My now business partner, George, is the CEO of our commercial brokerage company here in Los Angeles and is the one who laid me off. We’ve been partners now for many years. I’ve been making him pay for laying me off every day. We started our own firm and our own auction company which was a competitor as we saw a lot of things that the big firm was doing wrong. We found an opportunity. We’re like, “This could be done so much better.” They were one of the biggest firms and they did what they wanted to do and customer service wasn’t that great. We decided that it would be great if there was a firm out there that focused on the customer and what the customer needs. I started first. George got laid off about a month and a half later and I said, “You can come partner with me if you want.”

That’s how we started partnering. We built that auction company called The Sands Group. Within the first 18 months, we built it to over $5 million in revenue and we were the number two auction company in the Western region. We built it very fast. Fortunately, that telephone book cold calling was the best lesson because back when we started this in the early ‘90s, the internet wasn’t being used for business yet. It was getting, getting started. Cold calling was a big part of it. I had it pretty good having that lesson behind me.

We started cold calling and we cold called everybody. We get in the office at 7:00 AM and we start cold calling New York and we call all across the country, calling banks and developers. Hawaii would be our last calls of the day.

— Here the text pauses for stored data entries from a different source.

PR #2657, opened 2023-05-23
PP-10982 add can_retry to external transaction state

SandorArpa:
- add canRetry to `ExternalTransactionState`
- implement including canRetry when getting/searching transactions (if applicable)
- add tests

### DIFF
--- a/openapi/ledger_spec.yaml
+++ b/openapi/ledger_spec.yaml
@@ -1281,6 +1281,12 @@ components:
     ExternalTransactionState:
       type: object
       properties:
+        can_retry:
+          type: boolean
+          description: Only applicable for failed recurring payments. Default value
+            is null
+          example: true
+          nullable: true
         code:
           type: string
           example: P0030
--- a/src/main/java/uk/gov/pay/ledger/transaction/search/model/TransactionView.java
+++ b/src/main/java/uk/gov/pay/ledger/transaction/search/model/TransactionView.java
@@ -184,8 +184,7 @@ public class TransactionView {
                     .withAgreementId(payment.getAgreementId())
                     .withDisputed(payment.getDisputed());
             if (payment.getState() != null) {
-                paymentBuilder = paymentBuilder
-                        .withState(ExternalTransactionState.from(payment.getState(), statusVersion));
+                paymentBuilder = paymentBuilder.withState(ExternalTransactionState.from(payment.getState(), statusVersion, payment.getCanRetry()));
             }
             return paymentBuilder.build();
         }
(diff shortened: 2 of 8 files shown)


openapi/ledger_spec.yaml
```diff
@@ -1281,6 +1281,10 @@ components:
     ExternalTransactionState:
       type: object
       properties:
+        can_retry:
+          type: boolean
+          default: false
```
kbottla, line 1286: as per https://github.com/alphagov/pay-ledger/pull/2657/files#diff-9c8dd90f4e46450f6d1b524141213d176f435827db34b3705b60e704fff438caR58 default is null but false here

src/main/java/uk/gov/pay/ledger/transaction/search/model/TransactionView.java
```diff
@@ -184,8 +184,11 @@ public static TransactionView from(Transaction transaction, int statusVersion) {
                     .withAgreementId(payment.getAgreementId())
                     .withDisputed(payment.getDisputed());
             if (payment.getState() != null) {
-                paymentBuilder = paymentBuilder
-                        .withState(ExternalTransactionState.from(payment.getState(), statusVersion));
+                if (payment.getAuthorisationMode() == AuthorisationMode.AGREEMENT && payment.getCanRetry() != null) {
```
kbottla, line 187: Is it possible to use one static method without having to check for authorisation_mode ?

`ExternalTransactionState.from(payment.getState(), statusVersion, payment.getCanRetry())`

for one-off can_retry field will always be null and will be excluded

src/main/java/uk/gov/pay/ledger/transaction/state/ExternalTransactionState.java
```diff
@@ -47,13 +55,19 @@ public String getMessage() {
...
+    }
+
     @Override
     public String toString() {
         return "ExternalTransactionState{" +
                 "value='" + value + '\'' +
                 ", finished=" + finished +
                 ", code='" + code + '\'' +
                 ", message='" + message + '\'' +
+                ", can_retry=" + canRetry +
```
kbottla, line 70: This will be null most of the time. Can this be added only when it is non-null?

openapi/ledger_spec.yaml
SandorArpa: 👍

src/main/java/uk/gov/pay/ledger/transaction/search/model/TransactionView.java
SandorArpa: Yes, although we do check everywhere for authorisation mode before using canRetry

src/main/java/uk/gov/pay/ledger/transaction/state/ExternalTransactionState.java
SandorArpa: 👍

kbottla (approved):

PR #2673, opened 2023-05-31
PP-10509 Don't publish agreement events to SNS

kbottla:
## WHAT 
- Currently, Ledger is attempting to publish events other than disputes to `card_payment_events` SNS topic. We can restrict this to PAYMENT/REFUNDS events as consumers (webhooks/adminusers) of SNS do not handle events other than PAYMENT/REFUND/DISPUTE.
- Also Ledger currently fails to publish agreement events to SNS and logs `Failed to publish event for message` due to `NullPointerException` when getting `rawMessageBody` (as it is only available for events from SQS but not agreements which are sent synchronously)


SandorArpa (approved):
LOKTM

PR #2677, opened 2023-06-01
PP-10509 Get EventDigest by resource ID and type

kbottla:
## WHAT
- Currently, when projecting agreement (during GET), events for the resource_external_id are processed and mapped to the agreement.
- If events for the resource_external_id are not of type AGREEMENT, Ledger still considers them and attempts to project events which cause an exception (`java.lang.RuntimeException: No salient event found for event digest for agreement with external ID`). This is because agreement status cannot be derived from these events
- So filtering events by resource type AGREEMENT as well. If no events exist, it will result in 404 which is expected
- Refactored `EventMessageHandler.processSingleMessage` method to extract publishing to SNS functionality as the method is getting complex.


james-peacock-gds (approved):
LGTM

PR #2721, opened 2023-06-20
PP-11121 Add PACT state for an agreement

james-peacock-ho:
- Add PACT provider state, an agreement with payment instrument exists


SandorArpa (approved):
LOKTM

PR #693, opened 2021-01-01
Expose get_swap_chain_preferred_format

### LINKED ISSUE #691: Add 'swap_chain_get_preferred_format' to wgpu-rs (available in wgpu-core but not exposed)
> we actually have `swap_chain_get_preferred_format` in `wgpu-core`. We should expose this in `wgpu-rs`
> _Originally posted by @kvark in https://github.com/gfx-rs/wgpu-rs/pull/511#discussion_r473203364_

This functionality was commited in https://github.com/gfx-rs/wgpu/commit/6f1d6145f555ebbe89b0cca94288990cc0368223 but never exposed to wgpu-rs.

Problem: Currently, examples make use of `wgpu::TextureFormat::Bgra8UnormSrgb` but that's unreliable and [according to the API ](https://gpuweb.github.io/gpuweb/#dom-gpucanvascontext-getswapchainpreferredformat)this method is the way of properly obtaining an optimal texture format for the swapchain based on the platform.

manugildev:
Fixes #691

This functionality was committed in gfx-rs/wgpu@6f1d614 but never exposed to `wgpu-rs`.

Problem: Examples made use of `wgpu::TextureFormat::Bgra8UnormSrgb` but that's unreliable and according to the [API](https://gpuweb.github.io/gpuweb/#dom-gpucanvascontext-getswapchainpreferredformat) this method is the way of properly obtaining an optimal texture format for the `SwapChain` based on the platform.

- [x]  Expose `get_swap_chain_preferred_format()` on Device
- [x]  Use `TextureFormat::Bgra8Unorm` for [web.rs](https://github.com/gfx-rs/wgpu-rs/blob/e00ef5d5842a1fcfb46bb531789b1c340bdee3ab/src/backend/web.rs#L970)
- [x]  Update [framework.rs](https://github.com/gfx-rs/wgpu-rs/blob/e00ef5d5842a1fcfb46bb531789b1c340bdee3ab/examples/framework.rs#L227) and examples to call this new method

### DIFF
--- a/src/backend/web.rs
+++ b/src/backend/web.rs
@@ -962,6 +962,14 @@ impl crate::Context for Context {
         wgt::Limits::default()
     }
 
+    fn device_get_swap_chain_preferred_format(
+        &self,
+        device: &Self::DeviceId,
+    ) -> wgt::TextureFormat {
+        // TODO: web-sys bindings need to be updated to not return a promise
+        wgt::TextureFormat::Bgra8Unorm
+    }
+
     fn device_create_swap_chain(
         &self,
         device: &Self::DeviceId,
--- a/src/lib.rs
+++ b/src/lib.rs
@@ -196,6 +196,7 @@ trait Context: Debug + Send + Sized + Sync {
 
     fn device_features(&self, device: &Self::DeviceId) -> Features;
     fn device_limits(&self, device: &Self::DeviceId) -> Limits;
+    fn device_get_swap_chain_preferred_format(&self, device: &Self::DeviceId) -> TextureFormat;
     fn device_create_swap_chain(
         &self,
         device: &Self::DeviceId,
@@ -1426,6 +1427,11 @@ impl Device {
     /// If any of these limits are exceeded, functions may panic.
     pub fn limits(&self) -> Limits {
         Context::device_limits(&*self.context, &self.id)
+    }
+
+    /// Returns an optimal texture format to use for the [`SwapChain`] with this device.
+    pub fn get_swap_chain_preferred_format(&self) -> TextureFormat {
+        Context::device_get_swap_chain_preferred_format(&*self.context, &self.id)
     }
 
     /// Creates a shader module from either SPIR-V or WGSL source code.
--- a/examples/framework.rs
+++ b/examples/framework.rs
@@ -224,12 +224,7 @@ fn start<E: Example>(
 
     let mut sc_desc = wgpu::SwapChainDescriptor {
         usage: wgpu::TextureUsage::RENDER_ATTACHMENT,
-        // TODO: Allow srgb unconditionally
-        format: if cfg!(target_arch = "wasm32") {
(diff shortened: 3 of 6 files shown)


src/backend/web.rs
```diff
@@ -962,6 +962,16 @@ impl crate::Context for Context {
         wgt::Limits::default()
     }
 
+    fn device_get_swap_chain_preferred_format(
+        &self,
+        device: &Self::DeviceId,
+    ) -> wgt::TextureFormat {
+        let device_promise = surface.0.get_swap_chain_preferred_format(&device.0);
```
kvark, line 969: This doesn't need to be a promise. We can for now leave it as `todo!` until the web-sys bindings are updated with it being non-promise.

src/lib.rs
```diff
@@ -196,6 +196,7 @@ trait Context: Debug + Send + Sized + Sync {
 
     fn device_features(&self, device: &Self::DeviceId) -> Features;
     fn device_limits(&self, device: &Self::DeviceId) -> Limits;
+    fn device_get_swap_chain_preferred_format(&self, device: &Self::DeviceId) -> TextureFormat;
```
kvark, line 199: we still need an exposed method of the `Device` to access this

src/backend/web.rs
manugildev: Should we make it return the default texture format (`Bgra8UnormSrgb` according to [wgpu/src/device/mod.rs](https://github.com/gfx-rs/wgpu/blob/2287ae3f8a7246e8b47b73a1de6fe2410c42b8c8/wgpu-core/src/device/mod.rs#L3853)) like this:
```rust
fn device_get_swap_chain_preferred_format(
    &self,
    device: &Self::DeviceId,
) -> wgt::TextureFormat {
    // TODO: web-sys bindings need to be updated to not return a promise
    wgt::TextureFormat::Bgra8UnormSrgb
}
```

Or just leave it as `todo!` for future work?

src/lib.rs
manugildev: Resolved on https://github.com/gfx-rs/wgpu-rs/pull/693/commits/f343c2384096c4a855f27a4232b9120441fe9af2

src/backend/web.rs
manugildev: Resolved on https://github.com/gfx-rs/wgpu-rs/pull/693/commits/45dd8e17b4ca06b68ce45dfdad911113ecd2fb44

kvark (commented):
Nice, thank you!
Could you squash the commits to proceed?
Also, could you adjust the example framework and the other examples to call this function instead of hard-coding the format?

kvark (approved):
Nice work!
It just occurred to me that this method needs to be on an adapter, not the device. But we'll update after `wgpu-core`, which will update after WebGPU upstream, so no need to block this now.
bors r+

PR #701, opened 2021-01-06
Fix cargo doc warnings due to unresolved links

manugildev:
This PR fixes 13 warnings caused by unresolved internal and external(wgt) links in `cargo doc`.

> Screenshot 2021-01-06 at 18 33 00


kvark:
Very nice, thank you!
Could we make it a required CI check, perhaps?
bors r+

PR #707, opened 2021-01-10
Fix compilation on aarch64-apple-darwin

andykilroy:
wgpu-rs couldn't compile on the Apple M1 (arm64) macs due to a compilation
problem in winit.  winit 0.24.0 has the fix so upgrade the dependency.

Link to the fix's pull request in winit:
   https://github.com/rust-windowing/winit/pull/1752


kvark (approved):
Thank you!
note: it's not wgpu-rs that failed to compile, it's the examples
bors r+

We have to stop, write letters out to everybody, fold them and put them in the mail instead of email. We built that company up and then that company ended up selling to NRT through the Coldwell Banker division. We went to another company and we built a commercial real estate division and a brokerage division up and it was called the DBL Realtors. We built DBL Commercial.

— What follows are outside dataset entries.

PR #720, opened 2021-01-20
Remove typed-arena dependency

kvark:
Also bumps the wgpu dependency to include https://github.com/gfx-rs/wgpu/pull/1160

### DIFF
--- a/src/backend/direct.rs
+++ b/src/backend/direct.rs
@@ -20,7 +20,6 @@ use std::{
     slice,
     sync::Arc,
 };
-use typed_arena::Arena;
 
 const LABEL: &str = "label";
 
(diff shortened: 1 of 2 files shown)


src/backend/direct.rs
```diff
@@ -867,7 +868,23 @@ impl crate::Context for Context {
         wgc::span!(_guard, TRACE, "Device::create_bind_group wrapper");
         use wgc::binding_model as bm;
 
-        let texture_view_arena: Arena<wgc::id::TextureViewId> = Arena::new();
+        let mut arrayed_texture_views = Vec::new();
```
cwfitzgerald, line 871: It kinda pains me to allocate this without a `with_capacity` on the known max size, but it's good enough for now.

cwfitzgerald (approved):

src/backend/direct.rs
kvark: Agreed! There are things to try, but they involve `unsafe` one way or the other.... Let's leave for a follow-up

kvark:
bors r=cwfitzgerald

PR #727, opened 2021-01-23
RFC: Continuously run poll from a background thread on native backend

grovesNL:
One of the parts that's currently a bit confusing about async buffer mapping is how the device has to be manually polled after futures are created but before being awaited.

The device polling also doesn't exist in the upstream web API, so it would be nice to at least make it optional somehow (possibly opt-in if finer-grained control is needed).

In this PR we poll all devices continuously in a background thread. Futures will resolve automatically whenever the buffer mapping is ready. For example, we don't to use `force_wait` in order to read data back in the compute example or spin because the background thread is doing this for us already.

I'm interested in feedback about this approach and whether this is a good idea. I see a few pros and cons but hopefully some of the cons can be addressed later without API changes.

Pros:
- Slightly better alignment with web backend, since [this is similar to the approach gecko is using too](https://github.com/mozilla/gecko-dev/blob/6638e1d/dom/webgpu/ipc/WebGPUParent.cpp#L168)
- It's not necessary to manually call `device.poll` anymore because it will happen in the background
- We could probably remove `device.poll` entirely unless we want to allow for finer-grained control
- `Maintain::Wait` isn't portable to the web (e.g. it currently no-ops there) so this fixes a minor inconsistency which might not match expectations when targeting the web

Cons:
- A background thread is spinning and burning CPU cycles even though it might not be necessary (e.g. if no buffer mapping ever happens)
- Multiple threads are required for now when running on native, so we can't run on a single thread even for debugging
- A default interval of 100ms might cause longer waits for buffer mapping than using `wgpu::Maintain::Wait` (i.e. `force_wait` in wgpu)

Some future possibilities:
- We could open up more control over the thread (thread affinity, sleep interval/yielding continuously without waiting) or integrate with other threadpools if they're being used
- We could spin up/down threads if no futures/buffer mappings are currently pending
- We could probably make the spinloop a bit more smart by waiting different intervals depending on how much work is pending
- Maybe we could still make it work on a single thread for a (slow) debug by running with `force_wait`/spinning immediately whenever a future is created (i.e. basically blocking on buffer mapping whenever it happens)
- Maybe we'd be able to eventually eliminate most or all of the spinning internally without later API changes, and maybe even avoid creation of a thread in some cases (e.g. possibly epoll on Linux+Vulkan could be used, or timeline semaphores on Vulkan and similar concepts in other backends could be used)

We could also expose some way to opt-in or opt-out of the background thread/automatic polling to give users control over how polling should happen. This would allow people to have a choice about how polling should happen for the native backend (their own thread, blocking, etc.). For example, if we wanted to expose the ability to opt-out, we could have a function on the `Adapter` to disable it. In contrast, if we wanted to expose the ability to opt-in, we wouldn't launch a thread by default and instead expose a helper function that's able to create one (we could use the helper function in our examples).

### DIFF
--- a/examples/capture/main.rs
+++ b/examples/capture/main.rs
@@ -5,7 +5,7 @@ use std::env;
 use std::fs::File;
 use std::io::Write;
 use std::mem::size_of;
-use wgpu::{Buffer, Device};
+use wgpu::Buffer;
 
 async fn run(png_output_path: &str) {
     let args: Vec<_> = env::args().collect();
@@ -20,14 +20,14 @@ async fn run(png_output_path: &str) {
             return;
         }
     };
-    let (device, buffer, buffer_dimensions) = create_red_image_with_dimensions(width, height).await;
-    create_png(png_output_path, device, buffer, &buffer_dimensions).await;
+    let (buffer, buffer_dimensions) = create_red_image_with_dimensions(width, height).await;
+    create_png(png_output_path, buffer, &buffer_dimensions).await;
 }
 
 async fn create_red_image_with_dimensions(
     width: usize,
     height: usize,
-) -> (Device, Buffer, BufferDimensions) {
+) -> (Buffer, BufferDimensions) {
     let adapter = wgpu::Instance::new(wgpu::BackendBit::PRIMARY)
         .request_adapter(&wgpu::RequestAdapterOptions::default())
         .await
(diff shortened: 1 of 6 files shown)


kvark:
Thank you for making this!

One thing that's puzzling me a bit: there is always some kind of event loop going on that can be associated with polling. I.e. when targeting the web, there is an event loop. When rendering to `winit`, there is an event loop. The only case where there is no event loop are the compute and capture example son native, and that's precisely where we have the issue.

So I'm wondering if the way to go would be to heavily rely on those event loops:
  - convert the capture and compute examples to have some event loop, maybe `winit::event_loop::EventLoop`?
  - find a way to hook up our polling into the event loop. I.e. maybe `Instance::new()` should get a reference to the event loop, and plug into that?

From this perspective, your PR looks like just adding another domain-specific event loop/runtime to the native targets, on top of the existing ones.

kvark:
Project moved to `wgpu`

PR #744, opened 2021-02-05
Demonstrate obj loading in the skybox example

kvark:
I wanted to see which example is best suited for `typed-arena` demo... and here I am, implementing a completely different unrelated feature. But I think it's useful, still ;)
Model loading is something everybody needs, and for us depending on `obj` in dev-dependencies cost nothing, especially since I'm basically maintaining it.

screenshot


kvark:
@grovesNL should we force the `obj` to be considered binary for git?

PR #755, opened 2021-02-10
Add Instance::poll_all

lachlansneff:
`Instance::poll_all` polls all devices. This will be useful for integrating into the winit event loop from a third-party crate.﻿


kvark (approved):
Thank you!
bors r+

PR #759, opened 2021-02-12
Correct FragmentState targets comment

Systemcluster:
Previously the comment was copied verbatim from the `VertexState` `buffers` field.


grovesNL (approved):
Great, thank you!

DBL ended up selling to NRT through the Sotheby’s division. We thought, “This is not smart. Let’s build our own company.” We have Commercial Brokers International here in Los Angeles. We’ve had this thing for many years now. That’s where we’re at now. We do things a little bit differently. I’m in the studio. We’re probably the only commercial brokerage company in the US that has its own recording studio in the office. We’ve got that for our agents to use. I obviously use it for a lot of recording, but I tried to make that as short as I could.

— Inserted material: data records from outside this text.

PR #764, opened 2021-02-14
Change the texture sample type for the cube example from Float to Uint

igowen:
also move the mandelbrot->color mapping functionality from the texel generation code to the fragment shader.

this demonstrates the use of a non-float texture/sampler, which is not covered by any current example.

### DIFF
--- a/src/util/device.rs
+++ b/src/util/device.rs
@@ -25,7 +25,7 @@ pub trait DeviceExt {
     /// each layer and its mips to be tightly packed.
     ///
     /// Example:
-    /// Layer0Mip0 Layer0Mip1 Layer0Mip2 ... Layer1Mip0 Layer1Mip1 Layer1Mip2 ...  
+    /// Layer0Mip0 Layer0Mip1 Layer0Mip2 ... Layer1Mip0 Layer1Mip1 Layer1Mip2 ...
     fn create_texture_with_data(
         &self,
         queue: &crate::Queue,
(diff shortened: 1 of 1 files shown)


kvark (approved):
Wonderful, thank you!
bors r+

kvark:
actually, wait a bit
bors r-

kvark (changes requested):
We aren't validating this yet (soon!) but WGSL doesn't actually allow `textureSample` from integer textures. We need to change this to `textureLoad` now.

igowen:
hmm, in that case, we (a) don't need a sampler at all, and (b) need to convert texture coordinates to pixel coordinates ourselves, correct?

additionally, doing this results in the following error:

```
[0.117727 ERROR]()(no module): unimplemented ImageLoad { image: Handle(1), coordinate: Handle(10), array_index: None, index: Some(Handle(11)) }
[0.118114 ERROR]()(no module): unimplemented ImageLoad { image: Handle(1), coordinate: Handle(10), array_index: None, index: Some(Handle(11)) }
[0.118177 ERROR]()(wgpu_core::device): Shader error: Shader module failed to compile: unimplemented expression
wgpu error: Validation Error
```

kvark:
> don't need a sampler at all

correct!

> need to convert texture coordinates to pixel coordinates ourselves, correct

Yes, that's true. We may need to pass the size in uniforms, or query it on the texture itself.

>  unimplemented ImageLoad 

Let's disable `EXPERIMENTAL_TRANSLATION` flag for now. The image loads are fully supported in latest Naga, but it will arrive here when `gfx-11` tag is propagated (soon). So we'll re-enable the flag later.

igowen:
summarizing offline discussion -

- this is not actually caused by `EXPERIMENTAL_TRANSLATION`
- once [this change in Naga](https://github.com/gfx-rs/naga/pull/465) is released `textureLoad()` should work

so i'll sit on this PR for now and update it once Naga supports the necessary functionality.

PR #765, opened 2021-02-16
Update naga to gfx-11

kvark:
Gets us https://github.com/gfx-rs/wgpu/pull/1220

Note that "cross" feature is not optional here. We could lift it up and add to `default = []` but that would make the Web backend to always unconditionally depend on `wgpu-core` (since enabling a feature on it automatically enables it). So we ideally need a way for Cargo to allow platform-specific default features...

About the shadow example - the experimental translation works on the main pipeline, but fails on the baking pipeline because of https://github.com/gfx-rs/naga/issues/483. Fortunately, it falls back to SPIRV-Cross gracefully here.

The new validation detected a flaw in our shader (comparison sampler mismatch), yay!


cwfitzgerald (approved):
LGTM
bors r+

PR #245, opened 2024-09-06
Added support for Unsigned Int asseccors

ElectroGamesDev:


ElectroGamesDev:
Here is an example of a model that had this issue: https://sketchfab.com/3d-models/apple-low-poly-59ec6f10d16f4fe9a683462e3c780386

src/ObjLoading/XModel/Gltf/Internal/GltfAccessor.cpp
```diff
@@ -435,3 +435,111 @@ bool UnsignedShortAccessor::GetUnsignedVec4(const size_t index, unsigned (&out)[
...
+}
+
+bool UnsignedIntAccessor::GetUnsignedVec4(const size_t index, unsigned (&out)[4]) const
+{
+    assert(m_type == JsonAccessorType::VEC4);
+    if (index >= m_count)
+        return false;
+
+    uint32_t temp[4];
+    if (!m_buffer_view->ReadElement(temp, index, sizeof(uint8_t[4]), m_byte_offset))
```
Laupetin, line 536:
```suggestion
    if (!m_buffer_view->ReadElement(temp, index, sizeof(uint32_t[4]), m_byte_offset))
```
It does read the wrong size here i think. You probably copied it from the uint16 accessor and it is also wrong there :sweat_smile: Can you adjust that one as well maybe?

Laupetin (approved):
Thank you for the contribution. The apple still does not work but thats my fault. I'll look further into it 😅

Issue #177, opened 2024-04-25
Feature request: in verbose mode print when asset parsing is done and zone writing begins


diamante0018:
When I use OAT in a workflow over at git.alterware we have a small and not-so-powerful machine doing the ci work.

so what ends up happening is when menu parsing is done it might stay "unresponsive" for several minutes because, in reality, it's writing the zone itself.

OAT prints a message when the zone is done creating, but if we are in verbose mode I'd like a message showing that zone creation has begun so I know it's not stuck parsing some menu file.

![image](https://github.com/Laupetin/OpenAssetTools/assets/37080671/eb2fec81-7a51-4d2b-817a-932aa395e907)

diamante0018:
I will build on this issue since they are all similar and request the following ideas coming from zonetool:

basic profiling trivia:

log to the stdout how much time it took to build a zone and how much memory it took:

https://git.alterware.dev/Future/zonetool/src/branch/develop/src/ZoneTool/ZoneTool.cpp#L285
https://git.alterware.dev/Future/zonetool/src/branch/develop/src/IW5/Zone.cpp#L145
https://git.alterware.dev/Future/zonetool/src/branch/develop/src/IW5/Zone.cpp#L272

PR #260, opened 2024-09-11
feat(Linker): add verbose loggin when writing of zones begins

diamante0018:
Tackles in part #177 
Tracking time spent while linking is cool but I could do that some other time and then I can close that issue.


diamante0018:
This  works as I wanted
image

Laupetin (approved):
Thanks for the addition :)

No, that was perfect. I’ve got so much to unpack from that. I love it. Timeframe, you said that was in the ‘90s and then you and George have been partners for many years. The Generations of Wealth looks at so many different aspects of investing and not just real estate. It can be literally anything. The part that very few people talk about is partnerships, specifically partnerships that have lasted so long. I’m going to dive in on how your relationship is with George and how you’ve kept it going strong for many years.

The Partnership Dynamics

My background, my business partner actually bought me out of our hard money lending company the first of 2024. We’re still great friends. It was a completely amicable move and everything was set up ahead of time with buy-sell agreements and things within the history of our partnership. You and I both know that 99% of partnerships are started on a whim. There’s very little preliminary work done because everybody’s in their honeymoon phase and then in the not-so-distant future, often, things go terribly wrong. How have you and George structured your partnership to last many years? This is actually quite incredible.

Yeah, it is because I can’t do what he does and he can’t do what I do. We started that from day one. I got put into his department at this other company. I went from marketing to the closing department. He was in charge of the closing department. I had no interest. That’s the back end to doing the deals. As the auctions happened, now you’re closing deals. I liked it, but not as much as I did marketing. George loves doing that and he doesn’t like to do marketing. When we started, we both had to do cold calling right because we didn’t have any business.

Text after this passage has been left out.